4-element Vector{Tuple{String, Bool}}:
 ("5a", 0)
 ("5b", 1)
 ("3", 0)
 ("4", 1)

The first entry of each tuple is simply the name of the pattern which we will also show in our music score as "lyrics". The second entry of the tuple simply denotes whether the pattern swaps the leading hand.
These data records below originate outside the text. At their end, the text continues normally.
PR #1347, opened 2026-08-23
fix: email case sensitivity

### LINKED ISSUE #1342: Sharing Invitations are Case Sensitive
Bucket sharing/invites use case-sensitive email matching, so a share fails to attach to an existing account (or a later invite-reconciliation fails) whenever the typed casing doesn't exactly match what's stored for that user, regardless of auth provider (local, OIDC, LDAP). In my deployment, I have a mixture of local and Entra ID users.

Every lookup in this path is a plain `email = ?` query and nothing normalizes casing:

- `internal/services/bucket_member.go`, `addMember` - existing-user check: `tx.Where("email = ?", invite.Email)`
- `internal/sql/users.go`, `CreateUserWithInvites` - invite reconciliation, called from user creation (admin-added, OIDC login, LDAP login, invite-accept)
- `web/src/components/app-sidebar/components/AddMembersInput.tsx` - free text field, nothing lowercases it before submit

The `email` column is also a plain Postgres `text` with default collation, so `User@Domain.com` and `user@domain.com` never match at the DB level either.

To reproduce:

1. Share a bucket with someone who doesn't have an account yet, typing their email with different casing than what they'll actually sign in / be created with
2. Their account gets created (any method - OIDC, LDAP, admin-added, invite-accepted) with different casing than the share used
3. `CreateUserWithInvites` looks for an invite matching that casing, doesn't find it, never converts it to a membership
4. They now have a working account but no bucket access. Member list still shows them as "Invited", direct bucket link returns 403

A potential fix is to lowercase email consistently everywhere it's written or compared - user creation, invite creation, the `addMember` lookup, and the reconciliation lookup. It may also be worth a case-insensitive collation or `citext` on the email columns as a backstop.

yohanleb:
Fixing https://github.com/safebucket/safebucket/issues/1342

### DIFF
--- a/internal/services/auth.go
+++ b/internal/services/auth.go
@@ -58,7 +58,7 @@ func (s AuthService) Routes() chi.Router {
 				"/callback",
 				handlers.OpenIDCallbackHandler(s.AuthConfig.WebURL, s.AuthConfig.CookieSecureForce, s.OpenIDCallback),
 			)
-			r.With(m.Validate[models.AuthLoginBody]).Post(
+			r.With(m.Validate[models.AuthExternalLoginBody]).Post(
 				"/login",
 				handlers.AuthFlowProviderHandler(s.AuthConfig.CookieSecureForce, s.LDAPLogin),
 			)
--- a/internal/database/migrations/postgres/00012_normalize_email_case.sql
+++ b/internal/database/migrations/postgres/00012_normalize_email_case.sql
@@ -17,9 +17,17 @@ WHERE email != LOWER(email)
   );
 
 INSERT INTO memberships (id, user_id, bucket_id, "group", created_at, updated_at)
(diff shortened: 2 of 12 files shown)


internal/services/auth.go
```diff
@@ -58,7 +58,7 @@ func (s AuthService) Routes() chi.Router {
 				"/callback",
 				handlers.OpenIDCallbackHandler(s.AuthConfig.WebURL, s.AuthConfig.CookieSecureForce, s.OpenIDCallback),
 			)
-			r.With(m.Validate[models.AuthLoginBody]).Post(
+			r.With(m.Validate[models.AuthExternalLoginBody]).Post(
```
Renizmy, line 61: What is the point of duplicating the structure?

Renizmy (approved):

internal/services/auth.go
yohanleb: to avoid normalising it for ldap 😅

PR #1359, opened 2026-08-25
feat: add bulk trash

### LINKED ISSUE #1345: feature: Bulk trash files
I would like to be able to delete multiple files at once, without deleting the whole folder or bucket. Currently, there's no way to do this from the UI. When I select multiple files, the only option is to download them. 

Please consider adding this feature.

yohanleb:
- Add bulk trash endpoint
- Remove single endpoint
- Connect FE to use new endpoints
- Logic should be unchanged :)


internal/services/bucket_file.go
```diff
@@ -287,6 +290,33 @@ func (s BucketFileService) DeleteFile(
 	return s.PurgeFile(logger, user, bucketID, fileID)
 }
 
+func (s BucketFileService) BulkTrash(
+	logger *zap.Logger,
+	user models.UserClaims,
+	ids uuid.UUIDs,
+	body models.BulkTrashBody,
+) error {
+	bucketID := ids[0]
```
yohanleb: note for myself: setting the status to deleting before returning should cover ourselves from race conditions

internal/events/items_trash.go
```diff
@@ -0,0 +1,234 @@
...
+			Action:     rbac.ActionErase.String(),
+			BucketID:   folder.BucketID.String(),
+			FolderID:   folder.ID.String(),
+			ObjectType: rbac.ResourceFolder.String(),
+			UserID:     userID.String(),
+		}),
+	}
+}
+
+func fileIDs(files []models.File) []uuid.UUID {
```
Renizmy, line 220: those 2 functions could be merged

internal/helpers/uuid.go
```diff
@@ -0,0 +1,16 @@
+package helpers
+
+import "github.com/google/uuid"
+
+func DedupeUUIDs(ids []uuid.UUID) []uuid.UUID {
```
Renizmy, line 5: It's strange that they did not include it into the original library

internal/events/items_trash.go
```diff
@@ -0,0 +1,234 @@
...
+
+func (e *ItemsTrash) callback(params *EventParams) error {
+	var files []models.File
+	var folders []models.Folder
+
+	err := params.DB.Transaction(func(tx *gorm.DB) error {
+		if err := e.lockDeletingItems(tx, &files, &folders); err != nil {
+			return err
+		}
+		if err := e.addTrashMarker(params, files, folders); err != nil {
```
Renizmy: I think, it could be more reliable to try the database change before the marker creation. Otherwise we could have orphans

internal/services/bucket_trash.go
```diff
@@ -27,9 +32,115 @@ func (s BucketTrashService) Routes() chi.Router {
...
+	logger *zap.Logger,
+	user models.UserClaims,
+	ids uuid.UUIDs,
+	body models.BucketTrashBody,
+) error {
+	bucketID := ids[0]
+	body.FolderIDs = h.DedupeUUIDs(body.FolderIDs)
+	body.FileIDs = h.DedupeUUIDs(body.FileIDs)
+
+	if len(body.FolderIDs)+len(body.FileIDs) == 0 ||
```
Renizmy, line 52: Can it be verified in the validator ?

internal/services/bucket_trash.go
```diff
@@ -27,9 +32,115 @@ func (s BucketTrashService) Routes() chi.Router {
...
+		len(body.FolderIDs)+len(body.FileIDs) > c.TrashBatchLimit {
```
Renizmy, line 53: Do you have a specific restriction in mind ? 
If it is >, it just will take 2 run of the worker, right ?

internal/tests/integration/bootstrap/minio.go
```diff
@@ -18,7 +18,7 @@ import (
 )
 
 // Can be override via the MINIO_IMAGE env var
-const defaultMinIOImage = "minio/minio:RELEASE.2024-01-16T16-07-38Z"
+const defaultMinIOImage = "quay.io/minio/minio:RELEASE.2024-01-16T16-07-38Z"
```
Renizmy, line 21: unrelated changes

internal/services/bucket_trash.go
yohanleb: not on both fields at the same time as far as I'm aware

internal/services/bucket_trash.go
yohanleb: not sure what you mean? just covering ourselves from big inputs

internal/events/items_trash.go
yohanleb: not easily

Renizmy (approved):

PR #1361, opened 2026-08-25
refactor(api): derive version numbers from file_versions

Renizmy:
## Summary
- Derives file version numbers from MAX(version_number) of the new file_versions table instead of a per-file counter, so numbers stay consistent across the versioning features that follow
- Introduces the shared version primitives (sql helpers) used by list/restore/delete/upload paths
- Stacked on #1326 (file_versions schema); base will auto-retarget to main once it merges

## Test plan
- [x] go build ./...
- [x] go test ./internal/...
- [x] golangci-lint run


internal/configuration/config.go
```diff
@@ -123,6 +123,7 @@ func loadDefaults(k *koanf.Koanf) {
 		"app.log_level":                           "info",
 		"app.port":                                8080,
 		"app.trash_retention_days":                7,
+		"app.max_file_versions":                   10,
```
yohanleb: why?

PR #1367, opened 2026-08-26
feat: add file explorer drag and drop

### LINKED ISSUE #1168: File Browser enhancements
Hi, 
Thanks for sharing safebucket, neat! It would be great for the file explorer to have a few enhancements like: 
 - file preview, similar to thumbnails view tracked here https://github.com/safebucket/safebucket/issues/1161 even if it is just previewing the file content via the native browser content-viewer (for text files, images, pdfs all could go through chrome/firefox native viewers). Could as well go the composability route and allow for swapping external viewers for each file type, eg an only-office instance for doc files etc.
 - file drag-and-dropping, plus multi-select etc (https://github.com/safebucket/safebucket/issues/1163)

yohanleb:
https://github.com/user-attachments/assets/d0f8fe25-8743-4463-b33d-174b3d0d5c3f


web/src/locales/fr.json
```diff
@@ -60,7 +60,11 @@
     "INVALID_EMAIL": "L'adresse e-mail est invalide.",
     "INVALID_UUID": "Un identifiant invalide a été fourni.",
     "INVALID_VALUE": "Une valeur fournie est invalide.",
-    "default": "Une erreur s'est produite. Veuillez réessayer."
+    "default": "Une erreur s'est produite. Veuillez réessayer.",
+    "INVALID_MOVE_TARGET": "Impossible de déplacer un dossier dans lui-même ou dans l'un de ses sous-dossiers.",
+    "ITEM_NOT_FOUND": "Un ou plusieurs éléments sélectionnés sont introuvables.",
+    "NAME_CONFLICT": "Un élément du même nom existe déjà à l'emplacement de destination.",
```
Renizmy: "à l'emplacement destination" ?

web/src/locales/en.json
```diff
@@ -415,6 +419,11 @@
     "view": {
       "folder": "Folder",
       "search_placeholder": "Search files and folders",
+      "go_back": "Go back",
+      "dragging_more_one": "{{count}} more",
+      "dragging_more_other": "{{count}} more",
```
Renizmy, line 424: They are the same

internal/models/move.go
```diff
@@ -0,0 +1,15 @@
+package models
+
+import "github.com/google/uuid"
+
+type MoveBody struct {
+	FileIDs             uuid.UUIDs `json:"file_ids"              validate:"unique"`
```
Renizmy: We should validate a limit at the entrypoint

internal/models/move.go
```diff
@@ -0,0 +1,15 @@
...
+	FolderIDs           uuid.UUIDs `json:"folder_ids"            validate:"unique"`
+	DestinationFolderID OptionalID `json:"destination_folder_id"`
```
Renizmy, line 8: Do OptionalID is really necessary ?

internal/services/bucket_move.go
```diff
@@ -0,0 +1,224 @@
...
+	logger *zap.Logger,
+	_ models.UserClaims,
+	ids uuid.UUIDs,
+	body models.MoveBody,
+) (models.MoveResponse, error) {
+	if !body.DestinationFolderID.Set {
+		return models.MoveResponse{}, apierrors.New(http.StatusBadRequest, apierrors.CodeFieldRequired)
+	}
+	if len(body.FolderIDs)+len(body.FileIDs) == 0 ||
+		len(body.FolderIDs)+len(body.FileIDs) > c.TrashBatchLimit {
```
Renizmy: we should have a dedicated constant for the limit

internal/services/bucket_move.go
```diff
@@ -0,0 +1,224 @@
...
+	return response, nil
+}
+
+func lockItemsForMove(
+	logger *zap.Logger,
+	tx *gorm.DB,
+	bucketID uuid.UUID,
+	body models.MoveBody,
+) ([]models.File, []models.Folder, error) {
+	if err := sql.LockBucketForUpdate(tx, bucketID); err != nil {
```
Renizmy, line 131: So, we should check the bucket lock on each operation ?

internal/services/bucket_move.go
```diff
@@ -0,0 +1,224 @@
...
+	for _, folder := range folders {
+		if folder.Status != models.FolderStatusCreated {
+			return apierrors.New(http.StatusConflict, apierrors.CodeItemNotMovable)
+		}
+	}
+
+	return nil
+}
+
+func internalServerError(logger *zap.Logger, message string, err error) error {
```
Renizmy: Do we need it here ?

web/src/locales/en.json
yohanleb: yes in english but needed by i18n

internal/models/move.go
yohanleb: Unfortunately it is needed to distinguish between an omitted and null when sent in the body. I can remove to simplify but that means we can't enforce required on `destination_folder_id` and if not sent that will mean moving items to the root of the bucket. I can change if you think that's simpler

internal/services/bucket_move.go
yohanleb: Yep, in a follow up PR I think we should do the same thing for all operations or operations that can lead to race conditions

web/src/locales/fr.json
yohanleb: reworded, let me know what u think

internal/models/move.go
Renizmy: Thank you for the clarification. I had forgotten about the edge case regarding the repository root.

Renizmy (approved):

PR #1368, opened 2026-08-26
feat: add file version backnd

Renizmy:
Trash / purge outside of this PR


internal/services/bucket_file.go
```diff
@@ -361,6 +429,170 @@ func (s BucketFileService) DownloadFile(
...
+			return err
+		}
+		if version.Status != models.FileStatusUploaded {
+			return apierrors.New(http.StatusConflict, apierrors.CodeFileVersionNotRestorable)
+		}
+
+		if updateErr := tx.Model(&models.File{}).
+			Where("id = ?", file.ID).
+			Updates(map[string]interface{}{
+				"current_version_id": version.ID,
```
yohanleb, line 499: If I understand, restoring a previous version also means keeping the ones after? Would it be easier to say restoring means removing all the ones after? How do other apps handle those cases?

yohanleb (approved):

yohanleb (approved):

PR #1369, opened 2026-08-28
chore: refactor trash endpoint to its own resource

yohanleb:


internal/services/bucket_folder.go
```diff
@@ -204,12 +205,61 @@ func (s BucketFolderService) DeleteFolder(
 	bucketID, folderID := ids[0], ids[1]
 
 	var folder models.Folder
```
yohanleb, line 207: simplifying and locking the rows to avoid race condition when restoring :)

internal/services/bucket.go
```diff
@@ -217,110 +194,36 @@ func (s BucketService) GetBucket(
...
-		}
-
-		result = s.DB.Where("bucket_id = ?", bucketID).Find(&folders)
+	var files []models.File
+	if err = s.DB.Where(
+		"bucket_id = ? AND (expires_at IS NULL OR expires_at > ?) AND (status = ? OR (status = ? AND created_at > ?))",
+		bucketID,
+		now,
+		models.FileStatusUploaded,
+		models.FileStatusUploading,
```
Renizmy, line 213: Maybe, we could also add	FileStatusRestoring ?

internal/services/bucket_trash.go
```diff
@@ -0,0 +1,114 @@
...
+	_ models.UserClaims,
+	ids uuid.UUIDs,
+) (models.Bucket, error) {
+	bucketID := ids[0]
+
+	bucket, err := sql.GetBucketByID(s.DB, bucketID)
+	if err != nil {
+		return bucket, err
+	}
+	bucket.Files = []models.File{}
```
Renizmy: Is it mandatory ? The empty nested struct already exist

yohanleb: It returns null otherwise

internal/services/bucket.go
yohanleb: I don't think we had it before but I can add it

Renizmy (approved):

The function that will "inverse" a note sticking is:

inverse!(n::Note) = (n.pitch = (n.pitch == left ? right : left));

The function that will "count" how long is each pattern, so that we put the lyrics on the correct positions in the score, will be:

note_length(s::String) = parse(Int, s[1]);

(remember: sixt is the duration of one sixteenth note). We now initialize an empty MIDITrack and add all events to it!

track = MIDITrack()
ℓ = 0
right_leads = true

for i in 1:length(seq)

    s = accents[seq[i]][1]
    le = MIDI.LyricEvent(0, MIDI.LYRICEV, s)
    addevent!(track, ℓ*sixt, le)

    if !right_leads # Invert notes
        for j in ℓ+1:ℓ+note_length(s)
            inverse!(notes[j])
        end
    end

    global ℓ += note_length(s)

    change = accents[seq[i]][2]
    global right_leads = xor(right_leads, change)
end

addnotes!(track, notes)
notes

128 Notes with tpq=960
 Note E6  | vel = 100 | pos = 0, dur = 240
 Note A5  | vel = 50  | pos = 240, dur = 240
 Note A5  | vel = 50  | pos = 480, dur = 240
 Note E6  | vel = 100 | pos = 720, dur = 240
 Note A5  | vel = 50  | pos = 960, dur = 240
 Note A5  | vel = 50  | pos = 1200, dur = 240
 Note E6  | vel = 100 | pos = 1440, dur = 240
  ⋮
 Note A5  | vel = 50  | pos = 29040, dur = 240
 Note E6  | vel = 50  | pos = 29280, dur = 240
 Note E6  | vel = 50  | pos = 29520, dur = 240
 Note A5  | vel = 100 | pos = 29760, dur = 240
 Note E6  | vel = 50  | pos = 30000, dur = 240
 Note A5  | vel = 50  | pos = 30240, dur = 240
 Note A5  | vel = 50  | pos = 30480, dur = 240

Finally, to visualize, we use musescore again, using a midi file as an input

musescore("drums_patterns_with_names.png", MIDIFile(1, 960, [track]))

Isn’t it cool that even the lyrics text was displayed so seamlessly?